The effect of the vibratory surface finishing process on surface integrity and dimensional deviation of selective laser melted parts

Abstract

Selective laser melting (SLM) is an additive manufacturing method used in aerospace and biomedical industries due to its ability to fabricate complex geometries with excellent mechanical properties. However, achieving the desired surface quality can be challenging. Vibratory surface finishing (VSF) is a widely used post-processing technique in engineering industries to improve surface quality. In this study, SLM-produced stainless steel 316L samples with different geometries, including samples with flat surfaces (SFS), samples with bulged surfaces (SBS), and samples with concave surfaces (SCS), were processed using triangular, spherical, and cylindrical media shapes for different processing times.

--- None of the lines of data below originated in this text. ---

PR #1296, opened 2019-04-06
partition prepared statementcache by host

Zariel:
Prepared statements are only valid for the host they are prepared on so
we can avoid contending when concurrently querying multiple hosts.

Store the map of hosts->LRU in a copy-on-write map.

updates #1291

### DIFF
--- a/cassandra_test.go
+++ b/cassandra_test.go
@@ -1327,8 +1327,9 @@ func injectInvalidPreparedStatement(t *testing.T, session *Session, table string
 	conn := getRandomConn(t, session)
 
 	flight := new(inflightPrepare)
-	key := session.stmtsLRU.keyFor(conn.addr, "", stmt)
-	session.stmtsLRU.add(key, flight)
+	stmtLRU := session.stmtsLRU.forHost(conn.addr)
+	key := stmtLRU.keyFor("", stmt)
+	stmtLRU.add(key, flight)
 
 	flight.preparedStatment = &preparedStatment{
 		id: []byte{'f', 'o', 'o', 'b', 'a', 'r'},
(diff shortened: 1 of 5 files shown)


prepared_cache.go
```diff
@@ -1,37 +1,101 @@
...
+		}
+		p.mu.Unlock()
+	}
 
-	for p.lru.Len() > max {
-		p.lru.RemoveOldest()
+	return lru
+}
+
+func (p *preparedCache) addHost(current map[string]*preparedLRU, addr string) *preparedLRU {
```
dahankzter: This method is not synchronized. It is called from the event notification as well directly. If that is perfectly serialized then we are just fine but otherwise this might need protections.

prepared_cache.go
```diff
@@ -1,37 +1,101 @@
...
+		return
+	}
+
+	cow := make(map[string]*preparedLRU, len(v)+1)
+	for k, v := range v {
+		cow[k] = v
+	}
+
+	cow[addr] = &preparedLRU{lru: lru.New(p.maxStmnts)}
+	p.hosts.Store(cow)
```
dahankzter: Maybe this should also go via `addHost`?

prepared_cache.go
```diff
@@ -1,37 +1,101 @@
...
+	}
+
+	cow := make(map[string]*preparedLRU, len(v)-1)
+	for k, v := range v {
+		if k != addr {
+			cow[k] = v
+		}
 	}
+
+	p.hosts.Store(cow)
```
dahankzter: There are many places where the map is modified. Perhaps a unified small path to add/remove where they all happen?

dahankzter:
This looks good @Zariel perhaps we can join the windowed solution to this to allow for intra host scaling as well?

dahankzter:
Perhaps you can even take the sharded cache from #1293 as the upper layer to avoid any locks or copies at all in this layer. What do you think @Zariel ?

prepared_cache.go
```diff
@@ -1,37 +1,101 @@
...
+	"github.com/gocql/gocql/internal/lru"
 )
 
 const defaultMaxPreparedStmts = 1000
 
-// preparedLRU is the prepared statement cache
-type preparedLRU struct {
-	mu  sync.Mutex
-	lru *lru.Cache
+type preparedCache struct {
```
mmatczuk: @Zariel how about sing sync.Map for host to lru mapping?

cassandra_test.go
```diff
@@ -1484,40 +1485,35 @@ func TestPrepare_PreparedCacheEviction(t *testing.T) {
...
-	//Make sure the cache size is maintained
-	if session.stmtsLRU.lru.Len() != session.stmtsLRU.lru.MaxEntries {
-		t.Fatalf("expected cache size of %v, got %v", session.stmtsLRU.lru.MaxEntries, session.stmtsLRU.lru.Len())
-	}
-
 	// Walk through all the configured hosts and test cache retention and eviction
 	for _, host := range session.cfg.Hosts {
-		_, ok := session.stmtsLRU.lru.Get(session.stmtsLRU.keyFor(host+":9042", session.cfg.Keyspace, "SELECT id,mod FROM prepcachetest WHERE id = 0"))
+		stmtLRU := session.stmtsLRU.forHost(host + ":9042")
+		stmtLRU.mu.Lock()
```
mmatczuk: I do not think that it would resolve the lru lock contention problem. For instance with Scylla you may have clusters with only few nodes and lots of shards. Now the total amount of lock events is divided by few.

joao-r-reis:
Closing this because it's old (and #1291 is also being closed). If the issue is re-opened then some ideas can be taken from this PR.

The research aimed to analyze the surface integrity and dimensional deviation of each sample type after VSF. Our study employed a full factorial design of experiments (DoE) to assess the influences on the surface integrity, dimensional deviations, surface morphology, and surface hardness of 316L stainless steel parts produced via SLM. After VSF, the average Ra value was reduced by 75% after 9 h of operation, achieving the lowest Ra value (1.68 μm) using spherical media. Spherical media also reduced Ra values on concave surfaces by approximately 71%, with a reduction from 14.55 to 4.15 μm. The study found that VSF helps improve surface roughness while affecting the components’ average dimensional deviation and subsurface microhardness. The microhardness measurement showed a value of 220 HV, which was approximately 6.4% higher than the bulk hardness.